BEGIN MATERIAL PROVIDED

Issue #5054, opened 2017-02-20
dnsdist query counters suffer from integer overflows


mikedamm:
![image](https://cloud.githubusercontent.com/assets/24718/23110178/1b8e2c94-f6d4-11e6-8fa3-3c479689b779.png)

END MATERIAL PROVIDED

*PROBLEM*
From the preceding material, extract every line exactly.

*EXERCISE OUTPUT*
Issue #5054, opened 2017-02-20
dnsdist query counters suffer from integer overflows


mikedamm:
![image](https://cloud.githubusercontent.com/assets/24718/23110178/1b8e2c94-f6d4-11e6-8fa3-3c479689b779.png)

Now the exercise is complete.